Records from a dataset
PR #6716, opened 2023-11-07
issue6595/incorrect anchor for constructor with inferred namespace

### LINKED ISSUE #6595: incorrect anchor for constructor with inferred namespace
When a constructor is called without an explicit namespace, relying on the namespace inference, the `TypeReferenceAnchor` it registers can not be resolved.

At construction of a `inmanta.ast.statements.generator.Constructor` object, it [registers a `TypeReferenceAnchor`](https://github.com/inmanta/inmanta-core/blob/17484701e1bf85722a59881444d4669907052749/src/inmanta/ast/statements/generator.py#L823C18-L823C18). This anchor contains the explicit namespace for the constructor call, but it is not aware of the [inference that happens at normalization time](https://github.com/inmanta/inmanta-core/blob/17484701e1bf85722a59881444d4669907052749/src/inmanta/ast/statements/generator.py#L865). Therefore the anchor will never successfully [resolve](https://github.com/inmanta/inmanta-core/blob/17484701e1bf85722a59881444d4669907052749/src/inmanta/ast/__init__.py#L253). This causes e.g. vscode to be incompatible with namespace inference.

FloLey:
# Description

When a constructor is called without an explicit namespace, relying on the namespace inference, the TypeReferenceAnchor it registers can not be resolved.

closes #6595

# Self Check:

- [x] Changelog entry


src/inmanta/ast/__init__.py
```diff
@@ -251,9 +251,21 @@ def __init__(self, namespace: "Namespace", type: LocatableString) -> None:
         self.type = type
 
     def resolve(self) -> Optional[AnchorTarget]:
-        t = self.namespace.get_type(self.type)
-        location = t.get_location()
-        docstring = t.comment if isinstance(t, WithComment) else None
+        tp = None
+        try:
+            tp = self.namespace.get_type(self.type)
+        except TypeNotFoundException as e:
```
sanderr, line 257: I don't think this logic is entirely correct, I need to think on a better approach. The issue with this one is that it returns the first name it finds that matches, regardless of the type. Suppose you have the modules below. Then it would result in `b::C` rather than `c::C` (assuming that `b` would come before `c` in `visible_namespaces`, which I think is the case). The logic in `Constructor` would disregard `b::C` because it is not compatible with the type declared in the relation definition.

`a`:
```
entity A: end
A.c [1] -- c::C

A(c=C())
```

`b`:
```
entity B: end
entity C: end
```

`c`:
```
entity C: end
```

tests/data/modules/tests/model/_init.cf
```diff
@@ -0,0 +1,7 @@
+entity Test:
+end
+
+implementation test for Test:
+end
```
sanderr, line 5: Why even have an implementation if it's a NOOP?

tests/test_compiler_entrypoints.py
```diff
@@ -309,3 +310,59 @@ def verify_anchor(flnr, s, e, docs):
...
+    snippetcompiler.setup_for_snippet(
+        """
+    import tests
+    entity A:
+    end
+
+    A.mytest [1] -- tests::Test [1]
+
+    implementation a for A:
+    end
```
sanderr, line 328: Same question here.

sanderr (changes requested):

tests/data/modules/tests/model/_init.cf
FloLey: No reason, I copy/pasted it from an existing test above and didn't remove it.

src/inmanta/ast/__init__.py
FloLey: indeed, I didn't think of that :( I'll try to find something better to

sanderr: How about simply move the anchor registration to the normalization call? Anchors are never fetched before normalization as far as I can see. This is not part of any docstring, so we would have to document it in e.g. the `get_anchors` method or something. @wouterdb CC.

```diff
diff --git a/src/inmanta/ast/statements/generator.py b/src/inmanta/ast/statements/generator.py
index a585269b..df03f3cc 100644
--- a/src/inmanta/ast/statements/generator.py
+++ b/src/inmanta/ast/statements/generator.py
@@ -820,7 +820,6 @@ class Constructor(ExpressionStatement):
         self.__wrapped_kwarg_attributes: List[WrappedKwargs] = wrapped_kwargs
         self.location = location
         self.namespace = namespace
-        self.anchors.append(TypeReferenceAnchor(namespace, class_type))
         for a in attributes:
             self.add_attribute(a[0], a[1])
         self.type: Optional["Entity"] = None
@@ -863,6 +862,7 @@ class Constructor(ExpressionStatement):

     def normalize(self, *, lhs_attribute: Optional[AttributeAssignmentLHS] = None) -> None:
         self.type = self._resolve_type(lhs_attribute)
+        self.anchors.append(TypeReferenceAnchor(self.namespace, self.type))

         inindex: abc.MutableSet[str] = set()
```

sanderr: My patch is not correct, but you get the point. It should be something more like `...(self.type.namespace, self.class_type)` I think.

wouterdb: I agree that:
1. this is making a guess, which (up to this point), we never do in the compiler
2. I would not duplicate the resolution logic
3. I agree that we should make sure normalization is called before we get the anchors out and use the existing normalization code to set the anchors

src/inmanta/ast/statements/generator.py
```diff
@@ -888,7 +891,7 @@ def normalize(self, *, lhs_attribute: Optional[AttributeAssignmentLHS] = None) -
             if not self.wrapped_kwargs and (self._lhs_attribute is None or len(self._required_dynamic_args) > 1):
                 raise IndexAttributeMissingInConstructorException(self, self.type, self._required_dynamic_args)
 
-        self._normalize_rhs(inindex)
+        self.anchors.extend(self._normalize_rhs(inindex))
```
FloLey, line 894: @sanderr for my test to pass (and the anchormap to contain the anchor to the constructor) I had make change this. Do you think this is an issue or this could be done in a better way? 

(I still need to move the anchor logic to the normalizers for the other cases)

sanderr: Why not just `append` to the anchors from that method?

FloLey: this is indeed way better, I don't know why I didn't do it like that immediately

Hugo-Inmanta (changes requested):

tests/test_compiler_entrypoints.py
```diff
@@ -309,3 +310,55 @@ def verify_anchor(flnr, s, e, docs):
...
+                and range1.start_char == start_char1
+                and range1.end_char == end_char1
+                and range2.file == file2
+                and range2.lnr == lnr2
+                and range2.start_char == start_char2
+                and range2.end_char == end_char2
+            ):
+                return True
+
+        return False
```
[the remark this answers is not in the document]
FloLey: I'm not sure I understand what you mean: We iterate over all the tuples present in the anchormap looking for the one that corresponds to the constructor we are interested in. If we find it we are happy, otherwise it is missing and we are sad. This test doesn't care about the other anchors present in the anchormap. I could verify the length of the anchormap to make sure he have the right number of anchors. I'll add that.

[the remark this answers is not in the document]
Hugo-Inmanta: Oh I see, I completely missed the point !
Then I think you could simplify this by creating 2 `Range´ objects instead of tuples and asserting:
```python
range_source = Range(...)
range_target = Range(...)
assert (range_source, range_target) in anchormap
```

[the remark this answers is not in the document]
FloLey: indeed, way better, thanks!

tests/test_compiler_entrypoints.py
```diff
@@ -309,3 +310,40 @@ def verify_anchor(flnr, s, e, docs):
...
     verify_anchor(24, 29, 30, None)
     verify_anchor(24, 11, 22, None)
+
+
+def test_constructor_with_inferred_namespace(snippetcompiler):
+    """
+    Test that the anchor for a constructor for an entity with an inferred namespace is correctly added to the anchormap
+    The test checks if the anchormap correctly reflects the relationship between the
+    source range (where the entity is instantiated: line 9 in main.cf) and the target range (where the
+    entity is defined: line 1 in the _init.cf file of the tests mmodule)
```
Hugo-Inmanta, line 320:
```suggestion
    entity is defined: line 1 in the _init.cf file of the tests module)
```

Hugo-Inmanta (approved):
LGTM !

sanderr (changes requested):
Looks good but I'm still missing a few things:
- docstrings in `Statement.get_anchors` and `BasicBlock.get_anchors` that state when it's safe to call (see e.g. `BasicBlock.get_eager_promises()` and `DynamicStatement.get_all_eager_promises()`
- You seem to have missed some statements (some of these depend on the outcome of the question I asked @wouterdb in another comment): `DefineRelation`, `DefineImplement` (`select`is normalized by `Implement`), `DefineIndex`, `DefineEntity`, `DefineImplementation` (implementation block is normalized), `DefineTypeConstraint`. Many of these are `DefinitionStatement`, which have `evaluate` rather than `normalize`

src/inmanta/ast/statements/assign.py
```diff
@@ -438,13 +438,13 @@ def __init__(
...
         ReferenceStatement.__init__(self, list(chain((v for (_, v) in query), wrapped_query)))
         self.index_type = index_type
-        self.anchors.append(TypeReferenceAnchor(index_type.namespace, index_type))
         self.query = [(str(n), e) for n, e in query]
         self.wrapped_query: typing.List["WrappedKwargs"] = wrapped_query
 
     def normalize(self, *, lhs_attribute: Optional[AttributeAssignmentLHS] = None) -> None:
         ReferenceStatement.normalize(self)
         self.type = self.namespace.get_type(self.index_type)
+        self.anchors.append(TypeReferenceAnchor(self.index_type.namespace, self.index_type))
```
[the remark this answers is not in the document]
FloLey: could you explain how? I don't see the issue. I'll add a testcase if needed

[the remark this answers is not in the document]
sanderr: I was wrong about this one. `ShortIndexLookup` doesn't call its parent constructor so it never got the anchors in the first place.

src/inmanta/ast/statements/define.py
```diff
@@ -134,7 +134,6 @@ def __init__(
             raise HyphenException(lname)
 
         self.anchors = [TypeReferenceAnchor(namespace, x) for x in parents]
```
FloLey, line 136: @sanderr this one I don't find how to move into the evaluate function without breaking existing tests. Except for this I think I did all the asked changes.

src/inmanta/ast/statements/assign.py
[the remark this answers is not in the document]
sanderr: Also applies to `DefinitionStatement.evaluate`.

src/inmanta/ast/statements/__init__.py
```diff
@@ -78,6 +78,7 @@ def get_location(self) -> Location:
         return self.location
 
     def get_anchors(self) -> List[Anchor]:
+        """Should only be called after normalization."""
```
sanderr, line 81:
```suggestion
        """Should only be called after normalization (DynamicStatement) or evaluation (DefinitionStatement)."""
```

src/inmanta/ast/statements/assign.py
```diff
@@ -228,6 +229,7 @@ def __init__(self, instance: "Reference", attribute_name: str, value: Expression
     def normalize(self, *, lhs_attribute: Optional[AttributeAssignmentLHS] = None) -> None:
         # register this assignment as left hand side to the value on the right hand side
         self.rhs.normalize(lhs_attribute=AttributeAssignmentLHS(self.instance, self.attribute_name))
+        self.anchors.extend(self.rhs.get_anchors())
```
sanderr, line 232: What about lhs?

src/inmanta/ast/statements/define.py
```diff
@@ -290,12 +287,14 @@ def evaluate(self) -> None:
...
         try:
             cls = self.namespace.get_type(self.entity)
+            self.anchors = [TypeReferenceAnchor(self.namespace, self.entity)]
             if not isinstance(cls, Entity):
                 raise TypingException(
                     self, "Implementation can only be define for an Entity, but %s is a %s" % (self.entity, cls)
                 )
             self.type.set_type(cls)
             self.copy_location(self.type)
+            self.anchors.extend(self.block.get_anchors())
```
sanderr, line 297: Oh damn, this does not work, does it? Afaik we only normalize the types (e.g. `Implementation`, which normalizes the block) after we've evaluated all definition statements. Perhaps we have to add a `normalize` stage to the `DefinitionStatement`?

Let me know if I'm missing something.

src/inmanta/ast/statements/define.py
```diff
@@ -367,6 +363,7 @@ def evaluate(self) -> None:
             implement.comment = self.comment
             implement.constraint = self.select
             implement.location = self.entity_location
+            self.anchors.extend(implement.constraint.get_anchors())
```
sanderr, line 366: I don't think the statement is normalized yet at this point. It's normalized in `Entity.normalize` (a type).

Damn, this is becoming a bit of a mess now that the definition statements come into it.

src/inmanta/ast/statements/define.py
```diff
@@ -564,6 +558,10 @@ def normalize(self) -> None:
         for _, exp in self.annotation_expression:
             exp.normalize()
 
+        self.anchors.extend((anchor for _, exp in self.annotation_expression for anchor in exp.get_anchors()))
```
sanderr, line 561: Could move this into the loop above

src/inmanta/ast/statements/define.py
```diff
@@ -573,11 +571,7 @@ class DefineIndex(DefinitionStatement):
     def __init__(self, entity_type: LocatableString, attributes: List[LocatableString]):
         DefinitionStatement.__init__(self)
         self.type = entity_type
-        self.attributes = [str(a) for a in attributes]
-        self.anchors.append(TypeReferenceAnchor(entity_type.namespace, entity_type))
-        self.anchors.extend(
-            [AttributeReferenceAnchor(x.get_location(), entity_type.namespace, entity_type, str(x)) for x in attributes]
-        )
+        self.attributes = attributes
```
sanderr, line 574:
```suggestion
        self.attributes: Sequence[LocatableString] = attributes
```

sanderr: Could you make sure to run a mypy-diff for this?

src/inmanta/ast/statements/define.py
sanderr: What's the issue? This one doesn't depend on normalization of anything else so we could leave it here if we need to but I'd prefer to move it if we can.

sanderr (changes requested):

src/inmanta/ast/statements/assign.py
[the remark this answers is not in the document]
sanderr: Related thread: https://github.com/inmanta/inmanta-core/pull/6716#discussion_r1404199869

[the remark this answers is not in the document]
wouterdb: I prefer consistency as well

src/inmanta/ast/statements/define.py
FloLey: Whenever I move it to the evaluate function I have extra anchors in the anchormap. I don't where they come from but the source location is always __internal__:1:1.

sanderr: See 6 lines down

FloLey: So can I leave it there right? I don't think I can move this code block to the evaluate function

Exercise: Among the lines of the data, find every one that holds "else" and copy it.

Result of this exercise:
-        docstring = t.comment if isinstance(t, WithComment) else None
sanderr: What's the issue? This one doesn't depend on normalization of anything else so we could leave it here if we need to but I'd prefer to move it if we can.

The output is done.